* _Requirement_
Of all the lines below, return only those starting with the line holding "Tested on Qwen3.5-397B-A17B-4bit" and going on through the line holding "endpoint caches correctly", exactly as written.

|---|

PR #946, opened 2026-04-06
Wire up PromptCacheState in server for cross-request KV cache reuse

trevorgordon981:
## Summary

The `generate.py` module already has `PromptCacheState` with prefix matching and KV cache persistence across turns, but the server never passes it through. Every request creates a fresh KV cache from scratch, so TTFT scales with full context length on every call — even when the system prompt is identical.

This patch:
- Creates a `PromptCacheState` per loaded model in `model_cache`
- Passes it to `stream_generate`/`generate` in both `/v1/chat/completions` and `/responses` endpoints
- Reports `cached_tokens` in `prompt_tokens_details` in the response (OpenAI-compatible)

**28 lines added, 0 removed. No changes to generate.py or any other file.**

## Results

Tested on Qwen3.5-397B-A17B-4bit (hybrid GDN + MoE architecture, Mac Studio M3 Ultra 512GB):

| Request | Cached Tokens | TTFT | Speedup |
|---------|--------------|------|---------|
| Cold | 1/1824 | 5.43s | — |
| Warm 1 | 1811/1824 | 1.66s | 3.3x |
| Warm 2 | 1811/1824 | 0.62s | 8.8x |

This is especially impactful for agent workloads where a large system prompt (tool definitions, personality config, memory) is repeated across every request in a conversation.

## Context

With mlx-lm PR #1072 (merged), hybrid models like Qwen3.5 now support KV cache trimming and reuse. `PromptCacheState` in mlx-vlm's `generate.py` already handles the prefix matching, cache trimming, and state persistence — it just wasn't wired into the server.

## Test plan

- [x] Non-streaming `/v1/chat/completions` with repeated system prompt shows `cached_tokens > 0` on 2nd+ request
- [x] TTFT drops proportionally to cached prefix length
- [x] Tested on hybrid GDN/MoE architecture (Qwen3.5-397B-A17B)
- [ ] Verify streaming path caches correctly
- [ ] Verify `/responses` endpoint caches correctly
- [ ] Verify vision models with image inputs still work (cache should skip when image tokens change)

### DIFF
--- a/mlx_vlm/generate.py
+++ b/mlx_vlm/generate.py
@@ -685,9 +685,18 @@ def stream_generate(
                 kwargs.pop("cached_image_features", None)
             # Reuse the saved KV cache (trimmed to prefix length)
             kv_cache = prompt_cache_state.cache
-            # Trim cache to prefix_len in case it includes generated tokens
+            # Trim cache to prefix_len in case it includes generated tokens.
+            # Use the cache's own trim() method when available (handles KVCache,
+            # QuantizedKVCache, RotatingKVCache). Fall back to direct array
+            # slicing for plain array caches. Skip non-trimmable caches
+            # (ArraysCache for SSM/recurrent layers in hybrid models).
             for c in kv_cache:
-                if hasattr(c, "keys") and c.keys is not None:
+                if hasattr(c, "trim") and hasattr(c, "offset"):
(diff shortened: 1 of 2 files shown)


Blaizzy:
Closed in favour of #1103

|---|

* _Answer box_
Tested on Qwen3.5-397B-A17B-4bit (hybrid GDN + MoE architecture, Mac Studio M3 Ultra 512GB):

| Request | Cached Tokens | TTFT | Speedup |
|---------|--------------|------|---------|
| Cold | 1/1824 | 5.43s | — |
| Warm 1 | 1811/1824 | 1.66s | 3.3x |
| Warm 2 | 1811/1824 | 0.62s | 8.8x |

This is especially impactful for agent workloads where a large system prompt (tool definitions, personality config, memory) is repeated across every request in a conversation.

## Context

With mlx-lm PR #1072 (merged), hybrid models like Qwen3.5 now support KV cache trimming and reuse. `PromptCacheState` in mlx-vlm's `generate.py` already handles the prefix matching, cache trimming, and state persistence — it just wasn't wired into the server.

## Test plan

- [x] Non-streaming `/v1/chat/completions` with repeated system prompt shows `cached_tokens > 0` on 2nd+ request
- [x] TTFT drops proportionally to cached prefix length
- [x] Tested on hybrid GDN/MoE architecture (Qwen3.5-397B-A17B)
- [ ] Verify streaming path caches correctly
- [ ] Verify `/responses` endpoint caches correctly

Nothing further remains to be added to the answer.